Вгиковская жизнь тех лет носила характерные признаки алкогольного угара. Все студенты пили и пили все, что горело. Считалось, что алкоголь так же необходим для творчества, как воздух для легких или еда для желудка. Чистую водку пили редко, на нее, как правило, не хватало денег, чаще употребляли дешевый портвейн или самодельную брагу из деревни. Пили вечером — чтобы захмелеть, утром — чтобы опохмелиться.
В общежитии было весело. По вечерам в тесной комнатушке собирались друзья, обсуждали последние события, между разговорами о Достоевском и Эйзенштейне завязывался легкий флирт, а между солеными груздями и стаканом «трех семерок» зарождалась вечная дружба. В комнатку набивалось множество народу. Сидели тесно, плечом к плечу, по двадцать человек на панцирной койке, по пять человек на табуретке, по десять — на подоконнике. Пели песни под гитару и без нее, читали стихи — свои и чужие, строили планы на жизнь. На этих посиделках можно было встретить не только кинематографистов, но и литераторов, и художников, и театральных актеров, и двоюродного брата с гостинцем из деревни, и бича, приехавшего тряхнуть мошной в столицу, и амнистированного зэка, который проездом направлялся к своей зазнобе в хлебное Запорожье.
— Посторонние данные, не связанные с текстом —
PR #578, opened 2026-09-21
feat(browser): give the model the shared browser, and a desktop MCP server to reach

TongLi31:
## Summary

The browser existed on every side except the model's: `raven/browser` drives a
Chromium the panel streams over CDP, and `browser.*` RPC gives the reader hands
on it, but `raven/agent/tools/` had no browser tool at all -- a model asked to
open a page had nothing to call. This registers eight `browser_*` tools over
that same driver, with no MCP hop, so the page the model drives is the page the
panel shows and a human can take the keyboard mid-task.

Desktop control reuses `macos-mcp` through the MCP client that was already
there; the only new code for it is a market catalog entry.

What the tools add beyond the driver:

- **Reading back.** Every acting call returns the page as it is afterwards
  (url, title, the actionable refs, the visible text), so the next call can be
  aimed without a separate read. `browser_screenshot` is the one that costs an
  image and is asked for on purpose; it goes out as an image block.
- **Who is acting.** Each call names an owner -- the sub-agent run in flight,
  else the conversation -- and the driver binds that owner to a tab. Two agents
  work in two tabs, neither can activate or close the other's, and a popup a
  click opens becomes the opener's tab. A reader's own clicks carry no owner:
  they are stamped, and the owner's next readback says the user touched the
  browser, once.
- **Permissions.** Reading and navigating default to allow, on the `web_fetch`
  reasoning (opening a page is a GET the agent could already make, and
  `raven.browser.policy` refuses what a GET must not reach). Clicking, typing
  and pressing ask, keyed by site rather than by ref, so one approval covers a
  site for the conversation.
- **Config.** `tools.browser.headfulOnAgentUse` pops the shared browser out
  into a real window on the model's first use. Off by default: a server has no
  desktop to pop into.

The tool surface grew, so the `reserved_tools` tripwire moved: descriptions
were trimmed first (~1270 to ~1090 tokens) and the bound raised from 6000 to
7400 against a measured 7115, with the trade written beside it. The schemas are
only present where the browser extra is installed; without playwright the tools
report themselves unconfigured and never reach the request.

No ui-web changes are in this PR. The web UI side of this work (a browser pane
in the desk, a per-tab miniature, docking) is written against surfaces that
`refactor/ui_web_architecture` removes, so it waits for that branch to land.

## Type

- [x] Feature

## Verification

- `uv run pytest tests/ -q` -> 23755 passed, 121 skipped, 1 failed. The failure
  is `test_cli_onboard_commands::test_clearing_does_not_disturb_a_key_the_user_exported_themselves`,
  which reads the developer's own shell environment and fails the same way on
  an unmodified `main` in this checkout.
- `uv run pytest tests/integration/test_browser_tools_real_web.py -q` -> 6
  passed against a real Chromium and a local form: fill and submit, a
  screenshot arriving as an image block, two owners in two tabs with neither
  able to take the other's, a read leaving the front tab where the last actor
  put it, a `target=_blank` popup landing its opener on the new tab, and a
  scripted model driving `AgentLoop`'s default tools end to end -- the gate
  asking once for the site, the grant covering the click that follows, and the
  panel's `browser.frame` returning the page the model left.
- `uv run ruff check raven tests`, `uv run ruff format --check raven tests`,
  `uv run lint-imports`, `make check-source-language`, `make check-large-files`
  -> clean.
- Desktop side exercised by hand through raven's own MCP client, over stdio and
  over streamable-http with a bearer token: launch Calculator, read its
  accessibility tree, click 2 + 3 =, read the result back. Screenshots arrive
  as image blocks.

Not verified: the desktop flow was driven by a script rather than by a model in
the loop; sub-agents that run in their own process (the ACP and cli lanes) have
their own `Browser` singleton and are not given these tools; Windows and Linux
desktop executors were not chosen.

## Risk

Notes. The acting verbs sit on the ask tier by default and a grant is scoped to
a site and a conversation, so an approved click on one host does not carry to
another. Navigation goes through the existing outbound policy. The desktop MCP
server runs locally under `uvx` and needs macOS Accessibility and Screen
Recording grants, which the operating system asks for itself; the catalog entry
is opt-in like every other market entry. Nothing here changes an existing
default: without the browser extra the tools are absent, and with it the only
new always-on cost is the tool schema.

## Related Issues

N/A


gloryfromca (commented):
Blocking: replace recyclable run ownership, honor browser availability in sub-agents, scope console readback by page, and fix Linux integration setup.

I reviewed `github/main...HEAD`, the browser RPC callers and tool-registry/permission lifecycle, relevant history, configuration and catalog changes, and the surrounding tests. I also checked AGENTS.md and CONTEXT-MAP.md/CONTEXT.md, backward compatibility of the existing owner-less RPC calls, architecture boundaries, and whether the token-budget assertion was merely weakened; its raised bound is quantified and tied to the deliberately larger tool surface.

Verification:
- `uv run --frozen --python 3.12 --all-extras pytest tests/test_browser_tools.py tests/test_browser_driver.py tests/test_browser_policy.py tests/test_agent_loop_token_budget.py tests/test_agents_design_launcher.py tests/test_agents_ppt_launcher.py tests/test_market.py -x`: 327 passed.
- Targeted Ruff check and format check: passed.
- `scripts/check_large_files.py github/main..HEAD` and `scripts/check_source_language.py github/main..HEAD`: passed (invoked directly because `make` is unavailable here).
- `uv run pytest tests/integration/test_browser_tools_real_web.py -x` after the documented install: 4 failures before xdist stopped, because the fixture redirected Linux to the macOS cache path. With that path overridden, Chromium was found but this host lacks `libatk-1.0.so.0`, so the real-browser behavior could not be completed on this machine.

raven/agent/tools/browser.py
```diff
@@ -0,0 +1,641 @@
...
+    Checked in that order because a sub-agent's task inherits the parent turn's
+    context variables, conversation id included; the run is the finer identity
+    and the one that must not share a tab with its parent.
+    """
+    from raven.agent.subagent import activity
+    from raven.token_wise import usage_context
+
+    run = activity.current()
+    if run is not None:
+        return f"run:{id(run):x}"
```
gloryfromca: Blocking: use a collision-safe identity for each sub-agent run.

`id(run)` is reusable as soon as `activity.collecting()` exits, while the driver keeps the resulting `run:<id>` binding alive for 600 seconds. In a three-iteration CPython reproduction, the second run's ID was immediately reused by the third. A later, unrelated run can therefore inherit the prior run's browser tab and page contents, potentially across parent conversations. The owner key needs lifetime uniqueness, or the binding must be explicitly released when collection ends.

raven/agent/subagent/backends/raven_loop.py
```diff
@@ -390,6 +390,14 @@ def allowed(name: str) -> bool:
...
                 WebFetchTool(api_key=self._web_key(fetch_provider), proxy=self.web_proxy, provider=fetch_provider)
             )
+        # The same browser the parent drives, in a tab of this run's own: the
+        # tools name the run in flight as their owner, so two sub-agents
+        # browsing at once are two tabs, never one page typed into twice.
+        from raven.agent.tools.browser import browser_tools
+
+        for tool in browser_tools():
+            if allowed(tool.name):
+                tools.register(tool)
```
gloryfromca, line 425: Blocking: withhold unavailable browser tools from raven-loop sub-agents.

`configured()` is only captured on `ToolSpec`; `ToolRegistry.get_definitions()` does not consult it. The main `AgentLoop` adds failed predicates to its withheld source, but this standalone sub-agent registry only installs `mcp_source.disabled_tools()` and then registers every browser tool. With `Browser.probe()` returning false, I reproduced all eight specs reporting unconfigured while all eight still appeared in `get_definitions()`. Thus a normal source install without the optional browser extra advertises tools to in-process sub-agents that can only fail, contrary to the documented withholding behavior.

raven/browser/driver.py
```diff
@@ -535,29 +715,30 @@ async def go(self, direction: str) -> dict[str, Any]:
...
+    async def snapshot(self, *, owner: str | None = None) -> dict[str, Any]:
         """The page as things a caller can act on, with stable refs."""
-        page = await self._ensure()
+        page = await self._page_for(owner, act=False)
         try:
             data = await page.evaluate(_SNAPSHOT_JS, MAX_REFS)
         except Exception as exc:
-            return await self._state(error=str(exc))
+            return await self._state(error=str(exc), page=page)
         data["console"] = list(self._s.console[-20:])
```
gloryfromca: Blocking: keep snapshot console data scoped to the selected owner page.

The snapshot now selects a page by owner, but it still attaches `_s.console`, which `_on_console` populates from every wired tab. I reproduced an owner-B snapshot of `b.test` returning an error placed in the shared buffer by owner A. Because every browser-tool readback renders these warnings/errors as the current page's console, concurrent agents receive unrelated page state and can act on it; page-specific readback needs page-specific console storage or filtering.

tests/integration/test_browser_tools_real_web.py
```diff
@@ -0,0 +1,262 @@
...
+
+    def log_message(self, *args: object) -> None:
+        pass
+
+
+@pytest.fixture(autouse=True)
+def _browsers_from_the_real_home(monkeypatch: pytest.MonkeyPatch) -> None:
+    if not os.environ.get("PLAYWRIGHT_BROWSERS_PATH"):
+        real_home = pwd.getpwuid(os.getuid()).pw_dir
+        monkeypatch.setenv("PLAYWRIGHT_BROWSERS_PATH", os.path.join(real_home, "Library", "Caches", "ms-playwright"))
```
gloryfromca: Blocking: make the browser integration fixture use Playwright's platform cache.

On Linux, the documented `uv run playwright install chromium` installs under `~/.cache/ms-playwright`, but this autouse fixture overwrites an unset `PLAYWRIGHT_BROWSERS_PATH` with the macOS-only `~/Library/Caches/ms-playwright`. I ran the documented install and then this file: four tests failed before xdist stopped, all because Chromium was reported missing and the suggested reinstall command writes to the other directory again. Preserve Playwright's default or choose the cache path by platform so the new suite is runnable on Linux.

raven/agent/tools/browser.py
gloryfromca: No blockers; this can merge as far as I am concerned.

Fixed by giving every `RunActivity` a UUID-backed `uid` and deriving the owner from that stable run identity. The regression coverage also checks that the owner no longer exposes the Python object address.

raven/agent/subagent/backends/raven_loop.py
gloryfromca: No blockers; this can merge as far as I am concerned.

Fixed by composing MCP-disabled tools with every registered spec whose `configured()` predicate fails. The new test toggles the browser probe and confirms the standalone raven-loop registry withholds and restores the browser definitions.

raven/browser/driver.py
gloryfromca: No blockers; this can merge as far as I am concerned.

Fixed by storing console records on the wired page and reading only the selected page’s buffer. The new two-owner regression test confirms one owner’s console output is absent from the other owner’s snapshot.

tests/integration/test_browser_tools_real_web.py
gloryfromca: No blockers; this can merge as far as I am concerned.

Fixed with platform-specific Playwright cache paths. On this Linux host the integration test now finds Chromium in `~/.cache/ms-playwright` and reaches browser launch; it stops only because the host lacks Chromium runtime libraries such as `libatk-1.0.so.0`, not because of the fixture path.

gloryfromca (commented):

The new revision fixes all four prior blockers: delegated runs now use lifetime-safe UUID identities, unavailable browser tools are withheld from raven-loop sub-agents, console records are page-local, and the integration fixture follows Playwright’s platform cache. I found no new correctness issue.

I covered the full `github/main...HEAD` diff, the fix delta and commit history, affected callers and registry/driver behavior, backward compatibility, test changes (including checking that tests were not weakened), the browser/sub-agent architecture, and the applicable AGENTS.md and CONTEXT-MAP/CONTEXT.md rules.

Verification:
- 403 targeted unit tests passed.
- Ruff check and format check passed on all changed Python files.
- Source-language, large-file, and `git diff --check` gates passed.
- The real-browser integration test now locates Chromium correctly on Linux and reaches launch, but this host cannot complete it because Chromium runtime libraries including `libatk-1.0.so.0` are absent.

The four settled review threads have been replied to and resolved.

gloryfromca (commented):

This revision only removes the annotation that the type checker rejects on the page attribute; the assignment and per-page console behavior are unchanged. I found no new correctness issue.

I rechecked the complete change against its reviewed parent, affected callers, history, backward compatibility, test integrity, browser/sub-agent architecture, and the applicable AGENTS.md and CONTEXT rules.

Verification:
- `ty check` passed across the repository Python type-check targets.
- 89 affected browser and sub-agent tests passed.
- Ruff check and format, source-language, large-file, and diff checks passed.

0xKT:
**Not a blocker** on any of these -- I am accepting the PR. Four observations, in the order I would fix them, plus the one thing I went looking for hardest and did not find.

(1) `browser_tabs` is auto-approved, and its `close` action can shut the tab the person is watching -- and with the last tab, the browser.

`browser_tabs` is in `DEFAULT_ALLOW_TOOLS` (rules.py:85), whose stated criterion is that the worst case is reading. Its schema offers `close` (browser.py, the `action` enum `["list","new","activate","close"]`), and `driver.tab_close` guards only against closing ANOTHER OWNER's tab: `if holder is not None and holder != owner` (driver.py:626-628). A tab with no owner is, in this PR's own vocabulary, the reader's -- so it falls through the guard and closes, with no prompt. `tab_close`'s own docstring says what follows: "closing the last one closes the browser (native)". The listing even advertises the reader's tab as free (`held=False`).

The sharp version: the model's own `HANDOFF_NOTE` (browser.py:43-46) asks the person to finish a login or a CAPTCHA in the panel, and the same auto-approved tool can close that tab under them. Moving `close` alone behind the per-site approval the acting verbs already use would cost one entry in `BROWSER_SITE_KEYED_TOOLS`, or a holder check that treats an unowned tab as the reader's rather than as free.

(2) A read that has to open a tab moves what the panel shows -- which `_page_for`, the docs, and two tests all say it must not.

`_page_for(owner, act=False)` promises "a read from either side must not move what the panel shows" (driver.py:496-497). When the read belongs to an owner with no tab and the active tab is held by someone else, it calls `context.new_page()` (driver.py:517); that fires the "page" event registered at :303, and `_adopt` sets `self._s.page = page` (:456) and re-streams (:461) unconditionally, because the read path never assigned `_s.page` first. The act path is safe for the opposite reason: `_focus` assigns before its first await, so `_adopt`'s guard is already true.

This is the delegation case the feature exists for: the parent navigates, then a sub-agent's first call is `browser_snapshot` -- the tool whose own description says to call it whenever the page may have moved. The panel jumps to a blank tab because an agent READ. Both tests that encode the rule (test_browser_driver.py:728, test_browser_tools_real_web.py:190) pre-bind the owner and stub the context, so neither reaches the branch.

(3) CONTEXT.md and docs/browser-and-desktop.md disagree about the touch note, and CONTEXT.md is the wrong one.

CONTEXT.md:1664 defines the new term: calls with no owner "are stamped as a touch, which the tools report to the model once." The flag is cleared only on an ACTING readback -- `self._mark(owner)` sits under `if acted` (browser.py:203-204) and `BrowserSnapshotTool` never marks -- so every snapshot after a reader touch repeats the note indefinitely. docs/browser-and-desktop.md:53-55 describes the real behaviour ("until the owner acts again"). Per AGENTS.md section 6 a coined term has to be verifiable against the code; here the doc is right and the CONTEXT.md sentence is not.

(4) Nit: two places decide which browser verbs are site-keyed, and nothing holds them equal. The frozenset `BROWSER_SITE_KEYED_TOOLS` (builtin.py:134) and the `_ActingTool` hierarchy in browser.py (:225, with click/type/press at :392/:441/:480). The PR spots the same hazard one field down and says so out loud -- "spelled here as well as there so neither side can rename it alone" (builtin.py:136-137) -- but that care covers the parameter NAME, not the tool SET. A fourth acting verb added to `_ActingTool` without the frozenset entry keys per call instead of per site, and nothing goes red.

(5) Wording, in the comment that justifies the new permission tier. rules.py:54-58 says the reading verbs are allowed "on the web_fetch reasoning: opening a page is a GET the agent could make anyway". The agent's own GET refuses the destinations the browser allows. Measured on this head, same URL both ways:

    http://127.0.0.1:<port>/admin      web_fetch guard: Blocked (private)   browser guard: allowed
    http://10.0.0.5/internal           web_fetch guard: Blocked (private)   browser guard: allowed
    http://169.254.169.254/...         web_fetch guard: Blocked             browser guard: REFUSED (link-local)
    file:///etc/passwd                 --                                   browser guard: REFUSED (scheme)
    https://example.com                web_fetch guard: allowed             browser guard: allowed

(`raven.security.network.validate_url_target` vs `raven.browser.policy.navigation_refusal`; the last row is the control that keeps the first two honest.)

I want to be explicit that I chased this as a blocking finding and it does not stand, because the reasoning matters more than the verdict. The stance is not an oversight: policy.py:88-94 states it and argues it -- loopback and private "deliberately NOT refused ... a reader pointing the page at their own dev server is the ordinary case, and breaking that to close a hole that link-local already closes would trade a real feature for no gain" -- policy.py:41-46 documents the deployment lever that flips it, and policy.py:3-6 already scoped the policy to an agent caller reading instructions off a page it visited. None of those three files is touched by this PR: they came in on 2026-08-30 under "feat(browser): a deployment can refuse loopback and private targets", a separately reviewed decision by another author. So the destination policy is settled repo policy and not this PR's to answer for.

What IS this PR's is the sentence. "A GET the agent could make anyway" is the one claim in that comment that the tree contradicts, and it is load-bearing precisely because it is the reason given for skipping the prompt. Say what is true instead -- that the browser's destination policy is deliberately wider than the egress fetch's, and that `RAVEN_BROWSER_BLOCK_PRIVATE` is the lever -- and a reader who later wonders why these five verbs skip the prompt gets the real answer rather than one that dissolves on inspection.

WHAT I CHECKED AND FOUND SOUND, so the shape of the search is visible. `file://`, `data:` and `blob:` are refused by scheme, and 169.254.169.254 by address -- I ran both. The profile is raven's own (`~/.raven/browser-profile`), not the user's Chrome, so no pre-existing session of theirs is exposed. The desktop MCP server is stdio, so it opens no port; its catalog entry pins `macos-mcp==0.4.6`, and it is the ONLY one of the sixteen stdio entries in that catalogue that pins a version at all -- the other fifteen float on `@latest` or nothing, so this entry is stricter than the convention rather than looser. `risk_tier: 2` is the highest tier the catalogue actually uses (25 entries at 1, 16 at 2, alongside playwright and chrome-devtools), and both `risk_tier` and `publisher.verified` are read by code (market/catalog.py:118-120) rather than being decorative.

GATES on head 28f18a9c / tip 87f39286: `GATES OK base=cf3c95fd ruff/lint-imports/commit/large/lang rc=0`. `pyt.sh tests/test_browser_driver.py tests/test_browser_tools.py tests/test_agent_loop_token_budget.py tests/test_subagent_workdir.py tests/test_agents_design_launcher.py tests/test_agents_ppt_launcher.py` -> 188 passed.

0xKT (approved):

LivXue:

Scope: I reviewed only the `raven/agent/**` portion of this PR - 4 of 25 changed files (`tools/browser.py`, `loop/wiring.py`, `subagent/activity.py`, `subagent/backends/raven_loop.py`). The remaining 21 files were read as context but are not covered by this verdict. This landed after the merge, so it carries no inline notes: the findings below are records against code now on `main` at 608cedf18, and the two that want action are tracked in #600.

What I examined: the in-scope diff in full (`tools/browser.py` is a new file, so every line of it); the ownership contract it depends on in `raven/browser/driver.py`; the withholding parity between `_withheld_here` and the main loop's `_unconfigured_tool_names`; the permission surface in `raven/permissions/`; the five product configs; and the rounds already on this PR.

Confirmed findings:

- `_BrowserTool._acted` (browser.py:179) is never pruned, so every delegated run leaves a permanent entry; the driver's owner map it mirrors is reaped on a timer.
- `_ActingTool.cast_params` (browser.py:231) can write into the permission parameters a site the call will not act on, and the grant that banks covers later real actions on that site.
- `browser_tabs`' description (browser.py:551) does not mention that `close` now refuses an unheld tab.

Outside the reviewed scope, so recorded here rather than inline:

- `_adopt` (driver.py:456) now returns before `self._wire(page)`, which the previous code called first. An opener-less page arriving while `spawning` is non-zero is therefore never wired - no console capture, not adopted, still counted against `MAX_TABS`. Code-reading only: I could not establish on this host whether Playwright reports a null opener for `rel="noopener"` popups, which is the premise, so this is a question rather than a finding.
- The `BrowserBusyError` text at driver.py:531 says "close one before opening another", but an agent can no longer close an unheld tab, and tabs left behind by reaped owners are all unheld. The recovery is activate-then-close.
- `test_site_keyed_permission_set_matches_the_acting_tool_hierarchy` uses `_ActingTool.__subclasses__()`, which returns direct subclasses only, so a fourth acting verb added as a subclass of an existing one would escape the equality that test exists to hold.

Verification, all at fe3b6278f, with the head materialised via `git archive` and module resolution confirmed by printing `__file__`:

- `pytest tests/test_browser_tools.py tests/test_browser_driver.py tests/test_agent_loop_token_budget.py tests/test_subagent_workdir.py`: 99 passed.
- `lint-imports` run from the head tree: 851 files, 5856 dependencies, 10 contracts kept, 0 broken - including "cargo does not import the loop shell". (Run from the main checkout with the head only on `PYTHONPATH` it silently analyses the wrong tree: 850 files, identical to main.)
- `ruff check` and `ruff format --check` on the four in-scope files: clean, 4 already formatted.
- Tool-surface cost, measured with the same `estimate_prompt_tokens` the budget uses: `reserved_tools` 5946 at the merge base against 7115 at this head, so +1169; `reserved_system` unchanged (1207-1222 across repeated runs at both revisions, the spread being workspace path length). The eight schemas measured on their own come to 1170. The raised assertion in test_agent_loop_token_budget.py is a real measurement rather than a weakened bound.

Checked and deliberately not reported: `page._raven_spawned` assignment is safe, since no class in `Page.__mro__` defines `__slots__`; `"session:default"` cannot collapse two conversations onto one owner, because `usage_context.bind(cid, ...)` at turn_path.py:2866 wraps the whole turn body including tool dispatch; `_withheld_here` cannot recurse through the source it is installed as, because `names()` is unfiltered; all five `agents/*/config.json` opt in, none missed; no other `ToolRegistry` builder needed the same edit, as `raven/acp/methods.py` builds an MCP-holder registry and ACP turns route through the main loop. The four blockers from gloryfromca and the five observations from 0xKT are all answered at this head, and none of them is re-filed here.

Особенно веселые разгульные дни наступали, когда кто-нибудь из приятелей получал гонорар за съемку в массовке. Тогда гудели плотно, по несколько дней, пока комендант общежития, добродушный тип из военных, привыкший к отчаянному кутежу студентов, не терял последнее терпение и не начинал допекать начальство жалобами. После его кляуз в общежитии появлялся кто-нибудь из ответственных комсомольских работников с гневным укором на устах.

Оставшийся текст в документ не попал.